# INSTRUCTIONS FOR THE TASK
This exercise calls for every record to be set down exactly.

(Dataset excerpts)
PR #4411, opened 2026-01-21
Introduce request & response policy support

uglide:
This PR introduces support for **request/response policies** in Redis cluster command execution, enabling proper handling of keyless commands and multi-shard operations. The changes implement Redis's command tips specification for cluster deployments, allowing the Jedis client to intelligently route commands to appropriate nodes and aggregate responses based on command-specific policies.

Fixes: #990

---

> [!NOTE]
> **High Risk**
> High risk because it rewires Redis Cluster command routing/execution (including keyless and broadcast behaviors), adds response aggregation logic, and changes how hash slots are tracked for pipeline/node selection.
> 
> **Overview**
> Adds **Redis Cluster command tip support** by extending `CommandFlagsRegistry` with `RequestPolicy`/`ResponsePolicy` and updating the static registry generator output to include these policies.
> 
> Reworks cluster execution to route commands by policy in `ClusterCommandExecutor` (keyless commands use round-robin connections, `ALL_SHARDS`/`ALL_NODES` are broadcast with aggregated replies, and new multi-shard execution aggregates per-slot sub-commands), introducing new connection resolvers and reply aggregators plus clearer multi-node error reporting (`JedisClusterOperationException` now carries node info; new aggregation exceptions).
> 
> Introduces **multi-shard implementations** for cross-slot commands by splitting arguments by hash slot in `ClusterCommandObjects` and overriding `RedisClusterClient` methods like `del`/`exists`/`mget`/`mset`/`unlink`/`touch`/`msetex` to transparently execute across shards while preserving input order.
> 
> Refactors key tracking by removing `ClusterCommandArguments` and making `CommandArguments` record keys + cached hash slots (`addHashSlotKey(s)`), updates pipeline routing/validation to reject commands that can’t be routed to a single slot, and removes the old broadcast/round-robin config path from `UnifiedJedis`. Also expands CI branch triggers (`topic/**`) and updates `pom.xml` include patterns for coverage/validation.
> 
> <sup>Written by [Cursor Bugbot](https://cursor.com/dashboard?tab=bugbot) for commit 3d286f8adf5f69afa9223a28824ead4308e5ab59. This will update automatically on new commits. Configure [here](https://cursor.com/dashboard?tab=bugbot).</sup>

PR #4444, opened 2026-02-23
refactor: unify retry/redirect logic for keyless and keyed commands

ggivo:
Extract connection resolution strategy to share retry, follow-redirect, and read intent handling between keyless and keyed command execution.

- Add ConnectionResolver interface with SlotBased and RoundRobin implementations
- Add ConnectionIntent enum (READ/WRITE) for connection type selection
- Consolidate retry/redirect logic in doExecuteCommand()
- Eliminate code duplication from executeKeylessCommand()


src/main/java/redis/clients/jedis/ReadFrom.java
```diff
@@ -0,0 +1,5 @@
+package redis.clients.jedis;
+
+public enum ReadFrom {
+  ANY, UPSTREAM, REPLICA
```
uglide, line 4: Not sure where "Upstream" is comming from, but should be "PRIMARY" :)

src/main/java/redis/clients/jedis/executors/ClusterCommandExecutor.java
```diff
@@ -22,13 +22,27 @@ public class ClusterCommandExecutor implements CommandExecutor {
 
   private final Logger log = LoggerFactory.getLogger(getClass());
 
+  /**
+   * Connection resolver used for keyed commands, to acuire connection based on slot
```
uglide, line 26: Typo in "acuire"

src/main/java/redis/clients/jedis/executors/ClusterCommandExecutor.java
```diff
@@ -51,13 +70,118 @@ public ClusterCommandExecutor(ClusterConnectionProvider provider, int maxAttempt
...
+    this.replicaOnlyConnectionResolver = new ConnectionResolver.ReplicaOnlyConnectionResolver(provider);
   }
 
   @Override
   public void close() {
     this.provider.close();
   }
 
+
+  public enum ConnectionIntent {
```
uglide, line 86: Prob makes sense to make part of ConnectionResolver interface, since there is no usage outside of it.

src/main/java/redis/clients/jedis/executors/ClusterCommandExecutor.java
```diff
@@ -51,13 +70,118 @@ public ClusterCommandExecutor(ClusterConnectionProvider provider, int maxAttempt
...
+    READ, WRITE
+  }
+
+  public interface ConnectionResolver {
```
uglide, line 90: Let's move it to subpackage redis/clients/jedis/executors/cluster as standalone file, WDYT?

src/main/java/redis/clients/jedis/executors/ClusterCommandExecutor.java
```diff
@@ -254,14 +334,15 @@ private <T> T doExecuteCommand(CommandObject<T> commandObject, boolean toReplica
...
           connection = provider.getConnection(redirect.getTargetNode());
           if (redirect instanceof JedisAskDataException) {
             // TODO: Pipeline asking with the original command to make it faster....
             connection.executeCommand(Protocol.Command.ASKING);
           }
         } else {
-          connection = toReplica ? provider.getReplicaConnection(commandObject.getArguments())
-              : provider.getConnection(commandObject.getArguments());
+          ConnectionIntent intent = getIntent(commandObject);
+          connection = resolver.resolve(commandObject, intent);
```
uglide, line 345: Something is wrong about the interface of `ConnectionResolver`. We pass both `commandObject` and `intent`, but then here we are using `commandObject` to deduct the `intent`.  Why do we need `intent` in the resolve method?

Seems like `intent` should be removed and `getIntent()` moved into the interface as the default implementation.

src/main/java/redis/clients/jedis/executors/ClusterCommandExecutor.java
```diff
@@ -179,72 +303,28 @@ public final <T> T executeCommand(CommandObject<T> commandObject) {
...
-        "No more cluster attempts left.");
-    maxAttemptsException.addSuppressed(lastException);
-    throw maxAttemptsException;
+  private <T> T executeKeyedCommand(CommandObject<T> commandObject) {
+    return doExecuteCommand(commandObject, slotBasedConnectionResolver);
   }
 
-  public final <T> T executeCommandToReplica(CommandObject<T> commandObject) {
-    return doExecuteCommand(commandObject, true);
+  private ConnectionIntent getIntent(CommandObject<?> command) {
```
uglide, line 323: See my comment below about the `resolve` API

src/main/java/redis/clients/jedis/executors/ClusterCommandExecutor.java
```diff
@@ -51,13 +70,118 @@ public ClusterCommandExecutor(ClusterConnectionProvider provider, int maxAttempt
...
     this.provider.close();
   }
 
+
+  public enum ConnectionIntent {
+    READ, WRITE
+  }
+
+  public interface ConnectionResolver {
+    Connection resolve(CommandObject<?> cmd, ConnectionIntent intent);
```
uglide, line 91: See my comment on the `resolve` API in the block where its used.

uglide (changes requested):
Overall looks promising, but needs a clean-up.

src/main/java/redis/clients/jedis/ReadFrom.java
ggivo: UPSTREAM comes from lettuce, tryed to unify them ,agree PRIMARY makes more sense

src/main/java/redis/clients/jedis/executors/ClusterCommandExecutor.java
ggivo: make sense, will do!

src/main/java/redis/clients/jedis/executors/ClusterCommandExecutor.java
ggivo: Agree, but I suggest keeping it internal for now (e.g package private)

src/main/java/redis/clients/jedis/executors/ClusterCommandExecutor.java
ggivo: I was thinking that at some point to extend the ConnectionProvider interface with capabilities to request read/write capable connection.
`getConnection(ConnectionIntent intent) ` for example, if you need a dedicated pipeline/transaction connection. 

But till we reach there, I suggest tokeep it package private. What do you think?

uglide:
Partially incorporated in https://github.com/redis/jedis/pull/4411 except for ReadFrom support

# WRITTEN ANSWER
PR #4411, opened 2026-01-21
Introduce request & response policy support

uglide:
This PR introduces support for **request/response policies** in Redis cluster command execution, enabling proper handling of keyless commands and multi-shard operations. The changes implement Redis's command tips specification for cluster deployments, allowing the Jedis client to intelligently route commands to appropriate nodes and aggregate responses based on command-specific policies.

Fixes: #990

---

> [!NOTE]
> **High Risk**
> High risk because it rewires Redis Cluster command routing/execution (including keyless and broadcast behaviors), adds response aggregation logic, and changes how hash slots are tracked for pipeline/node selection.
> 
> **Overview**
> Adds **Redis Cluster command tip support** by extending `CommandFlagsRegistry` with `RequestPolicy`/`ResponsePolicy` and updating the static registry generator output to include these policies.
> 
> Reworks cluster execution to route commands by policy in `ClusterCommandExecutor` (keyless commands use round-robin connections, `ALL_SHARDS`/`ALL_NODES` are broadcast with aggregated replies, and new multi-shard execution aggregates per-slot sub-commands), introducing new connection resolvers and reply aggregators plus clearer multi-node error reporting (`JedisClusterOperationException` now carries node info; new aggregation exceptions).
> 
> Introduces **multi-shard implementations** for cross-slot commands by splitting arguments by hash slot in `ClusterCommandObjects` and overriding `RedisClusterClient` methods like `del`/`exists`/`mget`/`mset`/`unlink`/`touch`/`msetex` to transparently execute across shards while preserving input order.
> 
> Refactors key tracking by removing `ClusterCommandArguments` and making `CommandArguments` record keys + cached hash slots (`addHashSlotKey(s)`), updates pipeline routing/validation to reject commands that can’t be routed to a single slot, and removes the old broadcast/round-robin config path from `UnifiedJedis`. Also expands CI branch triggers (`topic/**`) and updates `pom.xml` include patterns for coverage/validation.
> 
> <sup>Written by [Cursor Bugbot](https://cursor.com/dashboard?tab=bugbot) for commit 3d286f8adf5f69afa9223a28824ead4308e5ab59. This will update automatically on new commits. Configure [here](https://cursor.com/dashboard?tab=bugbot).</sup>

PR #4444, opened 2026-02-23
refactor: unify retry/redirect logic for keyless and keyed commands

ggivo:
Extract connection resolution strategy to share retry, follow-redirect, and read intent handling between keyless and keyed command execution.

- Add ConnectionResolver interface with SlotBased and RoundRobin implementations
- Add ConnectionIntent enum (READ/WRITE) for connection type selection
- Consolidate retry/redirect logic in doExecuteCommand()
- Eliminate code duplication from executeKeylessCommand()


src/main/java/redis/clients/jedis/ReadFrom.java
```diff
@@ -0,0 +1,5 @@
+package redis.clients.jedis;
+
+public enum ReadFrom {
+  ANY, UPSTREAM, REPLICA
```
uglide, line 4: Not sure where "Upstream" is comming from, but should be "PRIMARY" :)

src/main/java/redis/clients/jedis/executors/ClusterCommandExecutor.java
```diff
@@ -22,13 +22,27 @@ public class ClusterCommandExecutor implements CommandExecutor {
 
   private final Logger log = LoggerFactory.getLogger(getClass());
 
+  /**
+   * Connection resolver used for keyed commands, to acuire connection based on slot
```
uglide, line 26: Typo in "acuire"

src/main/java/redis/clients/jedis/executors/ClusterCommandExecutor.java
```diff
@@ -51,13 +70,118 @@ public ClusterCommandExecutor(ClusterConnectionProvider provider, int maxAttempt
...
+    this.replicaOnlyConnectionResolver = new ConnectionResolver.ReplicaOnlyConnectionResolver(provider);
   }
 
   @Override
   public void close() {
     this.provider.close();
   }
 
+
+  public enum ConnectionIntent {
```
uglide, line 86: Prob makes sense to make part of ConnectionResolver interface, since there is no usage outside of it.

src/main/java/redis/clients/jedis/executors/ClusterCommandExecutor.java
```diff
@@ -51,13 +70,118 @@ public ClusterCommandExecutor(ClusterConnectionProvider provider, int maxAttempt
...
+    READ, WRITE
+  }
+
+  public interface ConnectionResolver {
```
uglide, line 90: Let's move it to subpackage redis/clients/jedis/executors/cluster as standalone file, WDYT?

src/main/java/redis/clients/jedis/executors/ClusterCommandExecutor.java
```diff
@@ -254,14 +334,15 @@ private <T> T doExecuteCommand(CommandObject<T> commandObject, boolean toReplica
...
           connection = provider.getConnection(redirect.getTargetNode());
           if (redirect instanceof JedisAskDataException) {
             // TODO: Pipeline asking with the original command to make it faster....
             connection.executeCommand(Protocol.Command.ASKING);
           }
         } else {
-          connection = toReplica ? provider.getReplicaConnection(commandObject.getArguments())
-              : provider.getConnection(commandObject.getArguments());
+          ConnectionIntent intent = getIntent(commandObject);
+          connection = resolver.resolve(commandObject, intent);
```
uglide, line 345: Something is wrong about the interface of `ConnectionResolver`. We pass both `commandObject` and `intent`, but then here we are using `commandObject` to deduct the `intent`.  Why do we need `intent` in the resolve method?

Seems like `intent` should be removed and `getIntent()` moved into the interface as the default implementation.

src/main/java/redis/clients/jedis/executors/ClusterCommandExecutor.java
```diff
@@ -179,72 +303,28 @@ public final <T> T executeCommand(CommandObject<T> commandObject) {
...
-        "No more cluster attempts left.");
-    maxAttemptsException.addSuppressed(lastException);
-    throw maxAttemptsException;
+  private <T> T executeKeyedCommand(CommandObject<T> commandObject) {
+    return doExecuteCommand(commandObject, slotBasedConnectionResolver);
   }
 
-  public final <T> T executeCommandToReplica(CommandObject<T> commandObject) {
-    return doExecuteCommand(commandObject, true);
+  private ConnectionIntent getIntent(CommandObject<?> command) {
```
uglide, line 323: See my comment below about the `resolve` API

src/main/java/redis/clients/jedis/executors/ClusterCommandExecutor.java
```diff
@@ -51,13 +70,118 @@ public ClusterCommandExecutor(ClusterConnectionProvider provider, int maxAttempt
...
     this.provider.close();
   }
 
+
+  public enum ConnectionIntent {
+    READ, WRITE
+  }
+
+  public interface ConnectionResolver {
+    Connection resolve(CommandObject<?> cmd, ConnectionIntent intent);
```
uglide, line 91: See my comment on the `resolve` API in the block where its used.

uglide (changes requested):
Overall looks promising, but needs a clean-up.

src/main/java/redis/clients/jedis/ReadFrom.java
ggivo: UPSTREAM comes from lettuce, tryed to unify them ,agree PRIMARY makes more sense

src/main/java/redis/clients/jedis/executors/ClusterCommandExecutor.java
ggivo: make sense, will do!

src/main/java/redis/clients/jedis/executors/ClusterCommandExecutor.java
ggivo: Agree, but I suggest keeping it internal for now (e.g package private)

src/main/java/redis/clients/jedis/executors/ClusterCommandExecutor.java
ggivo: I was thinking that at some point to extend the ConnectionProvider interface with capabilities to request read/write capable connection.
`getConnection(ConnectionIntent intent) ` for example, if you need a dedicated pipeline/transaction connection. 

But till we reach there, I suggest tokeep it package private. What do you think?

uglide:
Partially incorporated in https://github.com/redis/jedis/pull/4411 except for ReadFrom support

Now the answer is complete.